[Try it] Where a line of the data below has the string "validate", copy that line.

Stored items
▼

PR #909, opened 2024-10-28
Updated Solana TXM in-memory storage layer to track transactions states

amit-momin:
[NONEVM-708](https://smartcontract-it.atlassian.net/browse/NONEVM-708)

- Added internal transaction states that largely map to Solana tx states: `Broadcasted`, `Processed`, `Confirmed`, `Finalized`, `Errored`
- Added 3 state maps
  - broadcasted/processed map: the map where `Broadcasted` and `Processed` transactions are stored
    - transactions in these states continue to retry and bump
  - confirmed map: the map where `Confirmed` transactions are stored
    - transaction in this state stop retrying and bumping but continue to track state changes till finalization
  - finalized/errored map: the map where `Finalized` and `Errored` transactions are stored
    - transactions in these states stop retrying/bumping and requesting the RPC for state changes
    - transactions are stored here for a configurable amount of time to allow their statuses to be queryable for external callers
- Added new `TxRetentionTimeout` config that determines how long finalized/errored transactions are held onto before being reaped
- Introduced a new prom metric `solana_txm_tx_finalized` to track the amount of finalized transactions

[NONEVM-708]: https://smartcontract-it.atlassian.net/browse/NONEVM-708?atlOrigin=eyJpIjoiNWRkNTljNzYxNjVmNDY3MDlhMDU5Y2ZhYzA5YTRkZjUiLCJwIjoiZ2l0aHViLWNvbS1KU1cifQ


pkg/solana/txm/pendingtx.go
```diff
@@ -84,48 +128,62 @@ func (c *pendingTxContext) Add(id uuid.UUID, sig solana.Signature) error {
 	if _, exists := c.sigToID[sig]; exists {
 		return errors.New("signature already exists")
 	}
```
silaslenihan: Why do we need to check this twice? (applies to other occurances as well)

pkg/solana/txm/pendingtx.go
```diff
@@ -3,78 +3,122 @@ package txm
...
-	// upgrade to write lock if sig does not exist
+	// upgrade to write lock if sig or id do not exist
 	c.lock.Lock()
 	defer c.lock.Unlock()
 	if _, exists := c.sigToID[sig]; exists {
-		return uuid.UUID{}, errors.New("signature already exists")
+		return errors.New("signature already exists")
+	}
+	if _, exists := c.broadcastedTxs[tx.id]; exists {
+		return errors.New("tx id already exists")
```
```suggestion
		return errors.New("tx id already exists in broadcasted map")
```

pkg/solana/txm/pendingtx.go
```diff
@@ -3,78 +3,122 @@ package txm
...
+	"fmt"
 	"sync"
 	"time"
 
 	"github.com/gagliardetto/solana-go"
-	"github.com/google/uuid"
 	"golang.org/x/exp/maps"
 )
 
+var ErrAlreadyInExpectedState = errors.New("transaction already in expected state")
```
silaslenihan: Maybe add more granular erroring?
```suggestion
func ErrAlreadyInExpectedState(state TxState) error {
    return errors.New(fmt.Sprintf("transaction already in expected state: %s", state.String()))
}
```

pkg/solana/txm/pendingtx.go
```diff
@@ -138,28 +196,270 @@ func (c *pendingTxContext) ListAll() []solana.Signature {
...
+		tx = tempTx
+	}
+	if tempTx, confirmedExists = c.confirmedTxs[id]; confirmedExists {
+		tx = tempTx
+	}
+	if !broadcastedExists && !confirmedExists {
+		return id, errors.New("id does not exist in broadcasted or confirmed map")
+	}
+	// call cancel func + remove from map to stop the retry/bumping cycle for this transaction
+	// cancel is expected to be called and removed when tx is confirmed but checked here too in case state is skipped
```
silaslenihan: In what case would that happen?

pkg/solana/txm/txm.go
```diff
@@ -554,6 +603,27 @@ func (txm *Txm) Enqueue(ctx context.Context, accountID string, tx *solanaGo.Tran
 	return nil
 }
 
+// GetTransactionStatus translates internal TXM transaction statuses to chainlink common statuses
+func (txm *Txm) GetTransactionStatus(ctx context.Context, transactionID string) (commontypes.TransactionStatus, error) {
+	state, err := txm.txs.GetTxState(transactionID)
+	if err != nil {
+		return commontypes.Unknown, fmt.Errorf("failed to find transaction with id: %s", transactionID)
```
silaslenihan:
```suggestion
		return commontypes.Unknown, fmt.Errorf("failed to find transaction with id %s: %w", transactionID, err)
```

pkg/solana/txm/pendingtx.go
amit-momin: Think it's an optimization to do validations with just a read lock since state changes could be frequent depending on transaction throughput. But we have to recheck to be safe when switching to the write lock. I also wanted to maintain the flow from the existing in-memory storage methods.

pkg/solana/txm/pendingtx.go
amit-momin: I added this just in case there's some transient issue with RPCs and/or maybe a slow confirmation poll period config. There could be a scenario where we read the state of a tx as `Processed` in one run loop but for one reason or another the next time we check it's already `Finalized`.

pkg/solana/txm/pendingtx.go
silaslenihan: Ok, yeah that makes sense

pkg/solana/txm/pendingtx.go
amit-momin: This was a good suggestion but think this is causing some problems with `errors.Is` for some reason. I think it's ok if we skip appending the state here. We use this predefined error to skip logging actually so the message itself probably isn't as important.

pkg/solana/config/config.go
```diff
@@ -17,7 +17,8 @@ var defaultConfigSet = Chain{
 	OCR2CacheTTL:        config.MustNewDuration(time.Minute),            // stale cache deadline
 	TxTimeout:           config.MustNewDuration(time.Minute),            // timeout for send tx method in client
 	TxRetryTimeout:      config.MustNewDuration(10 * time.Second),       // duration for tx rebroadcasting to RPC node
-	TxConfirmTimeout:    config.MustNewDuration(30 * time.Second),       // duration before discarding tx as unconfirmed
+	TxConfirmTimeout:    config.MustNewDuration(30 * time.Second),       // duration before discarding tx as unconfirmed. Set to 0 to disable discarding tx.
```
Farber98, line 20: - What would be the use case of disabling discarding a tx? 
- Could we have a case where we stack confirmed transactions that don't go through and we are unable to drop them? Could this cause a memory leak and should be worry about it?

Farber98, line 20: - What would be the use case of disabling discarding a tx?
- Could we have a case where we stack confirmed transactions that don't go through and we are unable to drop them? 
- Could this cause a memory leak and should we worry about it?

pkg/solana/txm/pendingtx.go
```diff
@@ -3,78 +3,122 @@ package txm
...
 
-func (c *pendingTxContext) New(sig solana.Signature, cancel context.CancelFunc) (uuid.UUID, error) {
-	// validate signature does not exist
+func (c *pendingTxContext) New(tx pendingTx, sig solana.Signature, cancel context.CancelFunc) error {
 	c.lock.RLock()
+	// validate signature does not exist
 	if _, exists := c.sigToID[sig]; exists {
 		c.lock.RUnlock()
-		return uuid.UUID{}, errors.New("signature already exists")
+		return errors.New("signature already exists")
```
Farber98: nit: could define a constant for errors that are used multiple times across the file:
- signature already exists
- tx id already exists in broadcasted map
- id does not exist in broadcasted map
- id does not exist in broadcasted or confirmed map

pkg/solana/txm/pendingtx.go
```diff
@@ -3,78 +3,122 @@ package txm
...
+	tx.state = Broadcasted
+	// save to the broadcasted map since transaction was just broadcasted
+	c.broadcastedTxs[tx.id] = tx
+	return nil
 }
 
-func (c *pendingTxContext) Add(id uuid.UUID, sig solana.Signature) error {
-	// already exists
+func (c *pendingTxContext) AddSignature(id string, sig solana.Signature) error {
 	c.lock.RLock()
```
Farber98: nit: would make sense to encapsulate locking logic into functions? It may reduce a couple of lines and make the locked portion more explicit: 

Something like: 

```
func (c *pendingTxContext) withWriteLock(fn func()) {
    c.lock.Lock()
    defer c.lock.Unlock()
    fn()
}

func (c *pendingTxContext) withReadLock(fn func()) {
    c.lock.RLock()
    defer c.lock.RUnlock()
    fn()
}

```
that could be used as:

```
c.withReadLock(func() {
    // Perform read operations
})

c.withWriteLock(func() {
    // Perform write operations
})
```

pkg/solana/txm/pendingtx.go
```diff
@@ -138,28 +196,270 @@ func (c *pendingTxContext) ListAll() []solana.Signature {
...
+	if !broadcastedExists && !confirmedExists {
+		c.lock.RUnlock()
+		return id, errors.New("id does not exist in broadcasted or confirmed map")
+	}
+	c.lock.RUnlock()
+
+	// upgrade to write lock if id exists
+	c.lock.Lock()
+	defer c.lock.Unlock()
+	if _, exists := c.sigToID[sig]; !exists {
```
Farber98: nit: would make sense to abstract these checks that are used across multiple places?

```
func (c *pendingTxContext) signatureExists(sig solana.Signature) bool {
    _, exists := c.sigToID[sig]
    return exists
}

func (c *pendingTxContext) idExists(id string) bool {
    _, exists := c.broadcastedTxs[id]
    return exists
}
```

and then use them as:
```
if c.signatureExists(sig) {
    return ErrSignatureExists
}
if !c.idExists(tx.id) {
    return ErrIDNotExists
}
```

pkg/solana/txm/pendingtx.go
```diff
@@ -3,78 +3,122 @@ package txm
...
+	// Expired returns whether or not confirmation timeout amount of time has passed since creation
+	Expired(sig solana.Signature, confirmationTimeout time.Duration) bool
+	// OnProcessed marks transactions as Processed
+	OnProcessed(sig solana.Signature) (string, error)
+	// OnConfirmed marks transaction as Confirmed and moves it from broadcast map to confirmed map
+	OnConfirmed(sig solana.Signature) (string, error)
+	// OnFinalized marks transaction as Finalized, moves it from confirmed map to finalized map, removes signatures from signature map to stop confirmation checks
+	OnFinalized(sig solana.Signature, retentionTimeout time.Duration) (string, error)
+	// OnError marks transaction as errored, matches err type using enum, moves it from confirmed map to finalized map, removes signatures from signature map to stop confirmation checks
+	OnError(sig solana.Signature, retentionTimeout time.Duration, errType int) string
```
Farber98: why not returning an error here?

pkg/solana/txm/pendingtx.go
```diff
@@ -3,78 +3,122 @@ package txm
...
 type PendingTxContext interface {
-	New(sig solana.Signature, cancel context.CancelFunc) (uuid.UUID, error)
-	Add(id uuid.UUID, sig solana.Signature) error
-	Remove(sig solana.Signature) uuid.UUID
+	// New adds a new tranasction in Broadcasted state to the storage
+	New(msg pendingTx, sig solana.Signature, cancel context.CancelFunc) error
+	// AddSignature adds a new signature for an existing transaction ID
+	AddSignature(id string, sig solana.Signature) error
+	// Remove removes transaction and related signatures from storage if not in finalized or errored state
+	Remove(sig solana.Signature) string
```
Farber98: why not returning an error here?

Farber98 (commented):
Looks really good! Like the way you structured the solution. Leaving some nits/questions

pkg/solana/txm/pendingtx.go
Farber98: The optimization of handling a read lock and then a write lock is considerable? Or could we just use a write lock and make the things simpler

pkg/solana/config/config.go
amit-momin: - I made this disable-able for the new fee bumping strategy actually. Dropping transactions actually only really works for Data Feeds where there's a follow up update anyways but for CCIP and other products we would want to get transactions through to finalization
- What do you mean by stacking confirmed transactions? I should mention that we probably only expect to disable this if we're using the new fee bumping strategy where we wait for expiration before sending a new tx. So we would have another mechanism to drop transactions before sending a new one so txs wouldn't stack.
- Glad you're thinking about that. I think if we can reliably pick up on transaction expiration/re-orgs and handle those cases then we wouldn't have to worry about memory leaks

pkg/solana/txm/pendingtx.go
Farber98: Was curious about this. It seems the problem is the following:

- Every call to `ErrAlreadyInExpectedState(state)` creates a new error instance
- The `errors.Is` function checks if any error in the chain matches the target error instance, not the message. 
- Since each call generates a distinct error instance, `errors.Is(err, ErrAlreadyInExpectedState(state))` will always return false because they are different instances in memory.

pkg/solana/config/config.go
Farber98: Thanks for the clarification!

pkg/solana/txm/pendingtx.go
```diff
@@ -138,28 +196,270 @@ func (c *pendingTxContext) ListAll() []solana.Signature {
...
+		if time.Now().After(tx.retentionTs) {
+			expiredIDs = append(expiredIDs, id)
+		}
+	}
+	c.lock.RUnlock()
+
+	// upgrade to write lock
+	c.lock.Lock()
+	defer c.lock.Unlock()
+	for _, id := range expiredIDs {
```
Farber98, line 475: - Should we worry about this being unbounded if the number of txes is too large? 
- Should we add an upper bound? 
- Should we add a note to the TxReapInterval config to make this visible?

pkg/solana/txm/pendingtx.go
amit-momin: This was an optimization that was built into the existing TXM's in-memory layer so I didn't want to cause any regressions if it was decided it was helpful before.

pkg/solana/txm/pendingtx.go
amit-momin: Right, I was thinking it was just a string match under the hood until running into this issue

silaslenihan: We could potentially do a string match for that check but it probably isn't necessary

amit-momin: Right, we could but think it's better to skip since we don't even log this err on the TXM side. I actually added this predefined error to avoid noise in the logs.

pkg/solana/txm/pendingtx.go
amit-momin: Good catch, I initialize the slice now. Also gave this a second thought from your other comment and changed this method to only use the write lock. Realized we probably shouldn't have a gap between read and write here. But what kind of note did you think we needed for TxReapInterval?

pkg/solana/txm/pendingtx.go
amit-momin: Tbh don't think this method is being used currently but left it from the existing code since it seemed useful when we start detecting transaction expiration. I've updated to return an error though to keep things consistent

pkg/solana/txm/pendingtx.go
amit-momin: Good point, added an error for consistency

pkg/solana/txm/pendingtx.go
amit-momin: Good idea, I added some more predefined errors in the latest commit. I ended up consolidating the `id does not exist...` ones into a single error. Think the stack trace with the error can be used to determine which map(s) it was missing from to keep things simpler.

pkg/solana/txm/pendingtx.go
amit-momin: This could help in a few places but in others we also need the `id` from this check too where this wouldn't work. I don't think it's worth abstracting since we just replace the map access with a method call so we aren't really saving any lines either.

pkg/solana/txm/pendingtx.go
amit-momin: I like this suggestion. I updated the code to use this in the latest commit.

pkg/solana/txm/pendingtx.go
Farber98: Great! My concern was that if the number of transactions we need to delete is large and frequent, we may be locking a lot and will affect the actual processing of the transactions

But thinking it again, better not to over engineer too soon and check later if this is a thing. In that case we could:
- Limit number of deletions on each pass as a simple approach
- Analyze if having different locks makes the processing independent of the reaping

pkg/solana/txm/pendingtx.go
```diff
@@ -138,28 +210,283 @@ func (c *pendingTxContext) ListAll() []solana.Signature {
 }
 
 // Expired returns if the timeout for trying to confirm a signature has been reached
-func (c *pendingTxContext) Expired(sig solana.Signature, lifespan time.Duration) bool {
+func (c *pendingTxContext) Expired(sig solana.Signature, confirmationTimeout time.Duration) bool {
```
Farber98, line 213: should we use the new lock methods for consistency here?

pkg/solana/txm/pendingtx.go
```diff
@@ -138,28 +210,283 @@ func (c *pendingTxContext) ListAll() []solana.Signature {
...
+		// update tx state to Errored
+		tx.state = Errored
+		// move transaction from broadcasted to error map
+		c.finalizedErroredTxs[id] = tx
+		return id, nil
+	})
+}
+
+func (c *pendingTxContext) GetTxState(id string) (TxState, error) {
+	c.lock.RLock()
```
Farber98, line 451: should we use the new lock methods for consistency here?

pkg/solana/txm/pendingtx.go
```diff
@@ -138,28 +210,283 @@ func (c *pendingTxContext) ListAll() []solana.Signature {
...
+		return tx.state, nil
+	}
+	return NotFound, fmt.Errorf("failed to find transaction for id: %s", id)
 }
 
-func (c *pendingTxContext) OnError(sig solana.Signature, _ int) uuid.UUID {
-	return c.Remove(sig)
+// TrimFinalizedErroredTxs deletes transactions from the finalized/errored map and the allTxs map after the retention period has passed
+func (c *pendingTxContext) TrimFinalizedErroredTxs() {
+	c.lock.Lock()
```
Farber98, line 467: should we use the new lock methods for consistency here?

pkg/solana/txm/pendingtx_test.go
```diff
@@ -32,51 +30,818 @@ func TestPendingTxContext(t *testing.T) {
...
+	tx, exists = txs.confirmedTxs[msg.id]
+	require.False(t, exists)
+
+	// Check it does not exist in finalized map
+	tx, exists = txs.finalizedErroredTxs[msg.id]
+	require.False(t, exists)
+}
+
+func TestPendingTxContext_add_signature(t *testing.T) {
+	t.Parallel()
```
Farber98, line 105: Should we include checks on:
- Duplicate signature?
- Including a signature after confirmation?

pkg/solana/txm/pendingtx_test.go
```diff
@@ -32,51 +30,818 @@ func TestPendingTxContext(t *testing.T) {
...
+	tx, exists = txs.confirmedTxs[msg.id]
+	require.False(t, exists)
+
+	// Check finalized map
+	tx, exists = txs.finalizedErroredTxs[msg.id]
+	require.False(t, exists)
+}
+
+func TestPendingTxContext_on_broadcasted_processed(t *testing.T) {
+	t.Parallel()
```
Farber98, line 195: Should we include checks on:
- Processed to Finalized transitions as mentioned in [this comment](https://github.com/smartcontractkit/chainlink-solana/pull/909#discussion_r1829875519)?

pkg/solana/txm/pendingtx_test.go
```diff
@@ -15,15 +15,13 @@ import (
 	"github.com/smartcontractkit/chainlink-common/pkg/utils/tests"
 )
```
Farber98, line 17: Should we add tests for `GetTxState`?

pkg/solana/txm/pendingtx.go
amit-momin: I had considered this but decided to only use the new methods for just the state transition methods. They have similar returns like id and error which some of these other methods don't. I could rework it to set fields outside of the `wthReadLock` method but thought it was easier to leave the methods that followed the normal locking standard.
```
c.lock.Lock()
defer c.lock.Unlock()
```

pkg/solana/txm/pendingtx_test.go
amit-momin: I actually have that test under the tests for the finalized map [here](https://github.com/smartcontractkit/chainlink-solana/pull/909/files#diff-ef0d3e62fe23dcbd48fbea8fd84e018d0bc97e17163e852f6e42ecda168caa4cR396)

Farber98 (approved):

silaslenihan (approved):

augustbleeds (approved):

▲

[Solved problem]
-	// validate signature does not exist
+	// validate signature does not exist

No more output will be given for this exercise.